Transcending My Circumstances

This morning I read this daily affirmation from Wayne Dyer on his website :

Transcend Your Circumstances

By choosing to hang on to your corner of freedom in even the worst situations, you can process your world with the energy of appreciation and beauty, and create an opportunity to transcend your circumstances.

Considering everything that I’m dealing with in terms of my ex lately, this is exactly the message that I needed to hear this morning. I have been giving too much of my freedom away – still – to the man who is responsible for so many of my hurts in the last five years or so. That’s not to say that he’s evil, let me be clear on that. Messed up, sure. Evil? Nah.

Much of the continuing problem rests with me. I am the person who gives away my freedom. I am the person who allows him to treat me in similar ways to when we were married, for fear of rocking the boat or making things worse.

Similarly, much the solution rests with me as well. It would appear, after being given numerous opportunities, that my ex is not going to change. The only person I can control in this scenario is me. I am the person who needs to start standing up for herself more. I am the person who needs to demand respect in our interactions.

Today I make a conscious effort to hang onto my freedom so that I can begin to heal from this situation with my ex, once and for all.

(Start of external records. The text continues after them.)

PR #1736, opened 2024-10-11
Replace DelegatingAuthenticationConverter with one in Spring Security

CrazyParanoid:
Replacing DelegatingAuthenticationConverter with a similar one from spring security.

### DIFF
--- a/oauth2-authorization-server/src/main/java/org/springframework/security/oauth2/server/authorization/web/authentication/DelegatingAuthenticationConverter.java
+++ b/oauth2-authorization-server/src/main/java/org/springframework/security/oauth2/server/authorization/web/authentication/DelegatingAuthenticationConverter.java
@@ -1,5 +1,5 @@
 /*
- * Copyright 2020-2022 the original author or authors.
+ * Copyright 2020-2024 the original author or authors.
  *
  * Licensed under the Apache License, Version 2.0 (the "License");
  * you may not use this file except in compliance with the License.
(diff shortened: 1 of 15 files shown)


oauth2-authorization-server/src/main/java/org/springframework/security/oauth2/server/authorization/web/authentication/DelegatingAuthenticationConverter.java
```diff
@@ -1,68 +0,0 @@
...
- * <p>
- * Each {@link AuthenticationConverter} is given a chance to
- * {@link AuthenticationConverter#convert(HttpServletRequest)} with the first
- * {@code non-null} {@link Authentication} being returned.
- *
- * @author Joe Grandja
- * @since 0.0.2
- * @see AuthenticationConverter
- */
-public final class DelegatingAuthenticationConverter implements AuthenticationConverter {
```
jgrandja, line 41: This cannot be removed until `2.0` as it would be a breaking change for a minor.

Instead, please add `@Deprecated` at the class level and the `@deprecated` javadoc tag. See `applyDefaultSecurity()` as an example:

https://github.com/spring-projects/spring-authorization-server/blob/3b52e153dc82d837810e7e6c4547bec280deff2f/oauth2-authorization-server/src/main/java/org/springframework/security/oauth2/server/authorization/config/annotation/web/configuration/OAuth2AuthorizationServerConfiguration.java#L76

jgrandja (changes requested):
Thanks for the PR @CrazyParanoid.

Please address the review comment and then should be ready to merge.

CrazyParanoid:
Hi @jgrandja, thanks for your feedback. All your comments have been resolved.

jgrandja:
Thanks for the update @CrazyParanoid ! This is now merged 👍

It’s likely to be a long, hard road, but I am feeling up to the challenge.

Some things I can’t change – choices my ex makes, his attitude and beliefs, the circumstances that require us to continue being in each other’s lives for a long time to come. But those things I can change – like my own attitude and choices – I definitely will.

Today I begin to transcend my circumstances.

8 Responses

  1. Wow, what a powerful message. You should absolutely hold onto your own freedom and let that grip he may have over you, in some way, go. You are so self-aware, I really find so much respect in that. Some people so easily live with rose-colored glasses and denial. you absolutely do not. Love that about you!

    • Thanks for the support, Jolene…it means a lot to me. 🙂 I’m working hard to improve this because I know that it’s negatively affecting my current relationship, and that’s something that I really don’t want….

  2. Yes. Absolutely.

    I’m reading about enabling… and how much I do it is totally stopping me in my tracks. It’s an insecurity. A control issue. But I can’t be an enabler unless there is a dependent in the relationship as well.

    It sounds like you and your ex had this type of relationship. It sounds like you’re on the right track.

    Good luck!

    • The frustrating part for me is that I identified our relationship as co-dependent several years ago. He flat out denied it, and has only come to terms with it since our split…but fails to recognize that we still have some of those same elements in play now, even though we’re no longer together.

      But alas, I cannot control him, right? 😉

  3. I think it is easier than we think to avoid changing the things that are in our control – not because we don’t want to – but because we don’t necessarily even see that we have that power to enact that change. So the fact that you’re seeing ways to hang on to your freedom, to change the things in your power, is really insightful. Not many have that inward-facing insight…similar to what my sis says about being self-aware.

    • For the longest time I always saw myself as a “victim” – of circumstances, of other people, of life even. But I’ve come to see that I am where I am in my life in part because of others, but mostly due to my own choices. And if I can choose to get myself here, then I can choose to go in a different direction as well.

      Thanks for your support -it means a lot. 🙂

  4. very nice post.
    Keep going!

  5. Sometimes those kinds of things surprise me too, I find myself caught off guard at times when things pop up and make me realize I still have issues to work out. I’m glad you’re working through it though, good luck with it.